Confusion in calculating $\int_0^2 \left( \frac{z-x}{2}\mathbf 1_{0 \le z- x \le 2} + \mathbf 1_{2 < z-x}\right)\text dx$

Question

While calculating the CDF of a sum of random variables (as opposed to a difference in this post), I came to the following integral $$\int_0^2 \left( \frac{z-x}{2}\mathbf 1_{0 \le z- x \le 2} + \mathbf 1_{2 < z-x}\right)\text dx$$ But I cannot figure out how to choose the intervals for $z$ as in the linked answer.

Answer 1

Observe that $0 \leq z - x \leq 2$ if and only if $-z \leq -x \leq 2 - z$ if and only if $z - 2 \leq x \leq z.$ Consequently, the indicator function $\mathbf 1_{0 \leq z - x \leq 2}$ can be identified with the indicator function $\mathbf 1_{z - 2 \leq x \leq z}.$ By definition of the integral, we have that $0 \leq x \leq 2,$ hence if $x$ does not satisfy $x \geq \max \{0, z - 2\},$ then the indicator function $\mathbf 1_{0 \leq z - x \leq 2}$ will be zero.
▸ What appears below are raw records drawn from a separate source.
Issue #279, opened 2015-04-19
To Nodejs Stream


ronag:
I'm using the AWS SDK to upload a stream to a S3 bucket. However, it complains that I'm providing an unsupported body when I send it a highland stream. How can I convert a highland stream into a regular nodejs stream?

i.e.

This doesn't work:

```
 _ 
  .wrapCallback((options, cb) => s3.upload(options, cb))
  .call(null, {
    Bucket: bucket,
    Body: _(process.stdin),
    Key: key
  })
```
These work:
```
 _ 
  .wrapCallback((options, cb) => s3.upload(options, cb))
  .call(null, {
    Bucket: bucket,
    Body: process.stdin, // won't work in practice
    Key: key
  })
```

```
 _ 
  .wrapCallback((options, cb) => s3.upload(options, cb))
  .call(null, {
    Bucket: bucket,
    Body: new stream.Readable().wrap(_(process.stdin)), // workaround
    Key: key
  })
```

vqvu:
You'll either need to `pipe` to a through stream or use `wrap`, like you've found. Highland streams are not readable node stream.

PRs welcome for a `toNodeStream` transform that provides this functionality.

wonderdogone:
I might be able to help contribute to this. So to be clear as of now no method exists to turn a highland stream to a node stream?

vqvu:
Yes. That's correct. You can manually do it with `hlStream.pipe(through())` though.

Neppord:
I think this is a duplicate of #129.

PR #644, opened 2018-03-10
implement toNodeStream()

NotBobTheBuilder:
There had been some discussion in [#279 - To Nodejs Stream](https://github.com/caolan/highland/issues/279) of a toNodeStream method, which I've implemented here.

Inclusion of the stream-browserify package means this should build seamlessly for the purposes of non-node environments and use a shim in those cases.

### DIFF
--- a/lib/index.js
+++ b/lib/index.js
@@ -2057,17 +2057,24 @@ exposeMethod('toPromise');
  * Converts the stream to a node Readable Stream for use in methods
  * or pipes that depend on the native stream type.
  *
+ * The options parameter can be an object passed into the
+ * [`Readable`](http://nodejs.org/api/stream.html#stream_class_stream_readable)
+ * constructor.
+ *
  * @id toNodeStream
  * @section Consumption
- * @name Stream.toNodeStream()
+ * @name Stream.toNodeStream(options)
+ * @param {Object} options - (optional) [`Readable` constructor](http://nodejs.org/api/stream.html#stream_class_stream_readable) options
  * @api public
  *
- * _([1, 2, 3, 4]).collect().toNodeStream() // instance of Readable
+ * _(fs.createReadStream('./abc')).toNodeStream(false)
+ * _([{a: 1}]).toNodeStream(true)
+ * _([{a: 1}]).toNodeStream({objectMode: true})
  */
 
-Stream.prototype.toNodeStream = function () {
+Stream.prototype.toNodeStream = function (options) {
     var self = this;
-    return new Readable().wrap(self);
+    return new Readable(options).wrap(self);
 };
 exposeMethod('toNodeStream');
 
--- a/lib/index.js
+++ b/lib/index.js
@@ -12,6 +12,7 @@ var inherits = require('util').inherits;
 var deprecate = require('util-deprecate');
 var EventEmitter = require('events').EventEmitter;
 var Decoder = require('string_decoder').StringDecoder;
+var Readable = require('stream').Readable;
 
 /**
  * The Stream constructor, accepts an array of values or a generator function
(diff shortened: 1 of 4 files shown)


package.json
```diff
@@ -43,6 +43,7 @@
     "test": "eslint Gruntfile.js lib test/test.js && nodeunit test/test.js"
   },
   "dependencies": {
+    "stream-browserify": "^2.0.1",
```
vqvu: I don't think this is necessary. According to the [node-browserify npm page](https://www.npmjs.com/package/stream-browserify), we'll get this automatically when using browserify.

lib/index.js
```diff
@@ -2052,6 +2053,25 @@ Stream.prototype.toPromise = function (PromiseCtor) {
...
+ * @section Consumption
+ * @name Stream.toNodeStream()
+ * @api public
+ *
+ * _([1, 2, 3, 4]).collect().toNodeStream() // instance of Readable
+ */
+
+Stream.prototype.toNodeStream = function () {
+    var self = this;
+    return new Readable().wrap(self);
```
vqvu: Should this `Readable` be marked as `objectMode`?

vqvu:
Thanks for this.

I've added a few minor comments. Also, can you add some tests. Doesn't need to be in-depth. Just verify that the output is a `Readable` and it emits the correct values (including errors).

vqvu:
I think having a options object that's passed directly to the `Readable` constructor would work. Make sure to add a note to the method docs to remind people that they need to set `objectMode` to `true`. Highland streams work with objects, so I can see people assuming that we would set `objectMode` to `true` by default.

vqvu:
I don't think that's necessary. My suspicion is that most uses of this
method will want a regular Readable.  Highland is probably a better
objectMode stream than objectMode Readables are. Plus, there's benefit in
having the interface look like the Readable constructor.

We just want to remind people in case they *do* want an objectMode Readable.

On Mar 10, 2018 11:23 PM, "Jack Wearden" <notifications@github.com> wrote:

That makes sense, thanks. Given there's room for confusion do you think it
would be worthwhile to require a choice (possibly with a shorthand for
those who don't need to use the full options object).

E.g:

if (options === true) {
  options = {objectMode: true};
} else if (options === false) {
  options = {objectMode: false};
} else if (!options || (typeof options.objectMode === 'undefined')) {
  throw new Error('toNodeStream requires explicitly specifying
objectMode true or false');
}

—
You are receiving this because you commented.

Reply to this email directly, view it on GitHub
<https://github.com/caolan/highland/pull/644#issuecomment-372090594>, or mute
the thread

vqvu:
The build fails on older versions of Node. I know that some of these are pretty old, since we haven't updated the list of versions to test in a while, but can you fix the error? It looks like maybe you just need to use the `Buffer` constructor directly rather than `Buffer.from()`?

vqvu:
Also, can you add an entry to the [CHANGELOG.md](https://github.com/caolan/highland/blob/2.x/CHANGELOG.md) under `2.12.0`?

lib/index.js
```diff
@@ -2052,6 +2053,32 @@ Stream.prototype.toPromise = function (PromiseCtor) {
...
+ * [`Readable`](http://nodejs.org/api/stream.html#stream_class_stream_readable)
+ * constructor.
+ *
+ * @id toNodeStream
+ * @section Consumption
+ * @name Stream.toNodeStream(options)
+ * @param {Object} options - (optional) [`Readable` constructor](http://nodejs.org/api/stream.html#stream_class_stream_readable) options
+ * @api public
+ *
+ * _(fs.createReadStream('./abc')).toNodeStream(false)
```
vqvu: `.toNodeStream(false)` and `.toNodeStream(true)` are not valid code anymore.

vqvu:
Node 7 is only on the master branch, which is the test matrix for the 3.x beta. That's why it's not running. I think we should add 8 and 9, remove 0.12 and 5, and change "4.0" to "4", but not in this CL. 0.10 is helpful as a kind of proxy for older browsers, so I'd like to leave it in.

vqvu:
I've released this change in 2.12.0.

PR #645, opened 2018-03-13
feat: add `isNil` for type checking

alvis:
This PR provides a very simple, and yet essential, function for type checking, as
_.nil is not a primitive variable but an object. This function is particularly
useful in a consume handler which has a signature of `consume<U>(f: (err: Error,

By a similar rationale, if $x$ does not satisfy $x \leq \min \{2, z\},$ then the indicator function $\mathbf 1_{0 \leq z - x \leq 2}$ will be zero. Last, we have that $x \leq z \leq x + 2,$ from which it follows that $0 \leq z \leq 4.$ Ultimately, this analysis yields $$\int_0^2 {\left(\frac{z - x} 2 \mathbf 1_{0 \leq z - x \leq 2} + \mathbf 1_{2 < z - x} \right)} \, dx = \mathbf 1_{0 \leq z \leq 4} \int_{\max \{0, z - 2\}}^{\min \{2, z\}} \frac{z - x} 2 \, dx + \int_0^2 \mathbf 1_{2 < z - x} \, dx.$$ Can you perform a similar analysis for the second integral to complete the problem?